BioJulia / Bio.jl

[DEPRECATED] Bioinformatics and Computational Biology Infrastructure for Julia
http://biojulia.dev
MIT License
261 stars 65 forks source link

How to get kmer counts of a particular kmer? #456

Closed CorySimon closed 7 years ago

CorySimon commented 7 years ago

How can I search for the given occurrence of a given kmer, say dna"ACGT"?

search(dna"ACGTTTCGAACGT", dna"AGCT") only yields the first match.

From the docs here, this is a solution:

comp = composition(each(DNAKmer{4}, dna"ACGTTTCGAACGT"))
comp[DNAKmer("ACGT")] # gives 2 , w00t

but it's very inefficient if I am only interested in one kmer. Can you please tell me how to do for only DNAKmer("ACGT")? I can update the docs with this example you provide.

By the way, at the bottom of the docs here, it looks like there are errors being thrown in the second box from the bottom.

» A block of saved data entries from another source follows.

PR #474, opened 2019-07-24
Fix/translate

manuellagrand:
fix some translation issues

PR #483, opened 2019-07-26
Fix/manage close window

### LINKED ISSUE #454: MacOS: Apple key + W does not close windows

manuellagrand:
This PR add "Command+W" management for closing windows

fixes #454


src/main.ts
```diff
@@ -234,6 +234,9 @@ app.on("ready", async () => {
     debug("ready");
     initApp();
 
+    globalShortcut.register("CommandOrControl+w", () => {
```
danielweck: The proposed solution is incorrect. `globalShortcut` is for "global" shortcuts :)
(system-wide)
See:
https://electronjs.org/docs/api/global-shortcut

The solution is to re-instate the typical "window" menu which has built-in accelerator shortuts, i.e. `role: "close"`, `role: "front"`, `role: "minimize"`, `role: "togglefullscreen"`, etc. and for MacOS (darwin) also in the first "about" menu `role: "services"`, `role: "hide"`, `role: "hideothers"`, `role: "unhide"`, `role: "quit"`.

See:
https://electronjs.org/docs/api/menu#examples

danielweck:
Also note that the number of unrelated commits in this PR indicate that your local copy of the `develop` branch needs to be updated from the `upstream` remote.
Use `git fetch upstream` and update your `fix/AddTagDialog` branch with `git merge upstream/develop` (resolve conflicts as appropriate, if any).

danielweck:
I think a clue as to why your PR contains abnormal / unrelated commits is because of PR 474 (I can see it in your commit history) which had to be "reverted" using a forced-push in order to rewrite the polluted Git commit history in the develop branch. See:
https://github.com/readium/readium-desktop/pull/474#issuecomment-514671174

That being said, your pull requests / local feature branches should always be "forked" off from `upstream/develop`, which was cleaned immediately after the erroneous PR merge (474). Perhaps you created your local branch from your own local out-of-date copy of `develop`?

danielweck:
Given the erroneous state of the commit history, and the fact that the proposed solution to #454 is incorrect, I take the decision to close this PR.

PR #498, opened 2019-07-31
Fix cases where the navigation bar disappears

Scarsniik:


danielweck:
Let's merge this early, so people can test. Personally I am not able to reproduce the issue on MacOS (my main computer), but I managed to reproduce on Windows 10 using the store-deployed app.

danielweck:
Hello @Scarsniik I am afraid this workaround introduces a regression:
https://github.com/readium/readium-desktop/issues/505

TransGirlCodes commented 7 years ago

You can use the part of your code above with an ad-hoc for loop:

count = 0
query = DNAKmer("ACGT")
for kmer in each(DNAKmer{4}, dna"ACGTTTCGAACGT")
    count += (kmer == query)
end

Thanks for pointing out the docs issue. Bio.jl is being decomposed into a more modular and maintainable set of software over the coming months. Kmer tools are going to be moved and further developed in BioJulia/Kmers.jl in the future.

CorySimon commented 7 years ago

@Ward9250 thanks! The above code yielded count=0. Calling the second element works though:

count = 0
query = DNAKmer("ACGT")
for kmer in each(DNAKmer{4}, dna"ACGTTTCGAACGT")
    count += (kmer[2] == query)
end
TransGirlCodes commented 7 years ago

Ah yes that might be because kmer isn't just the kmer sequence value, other things might be returned by the iterator too.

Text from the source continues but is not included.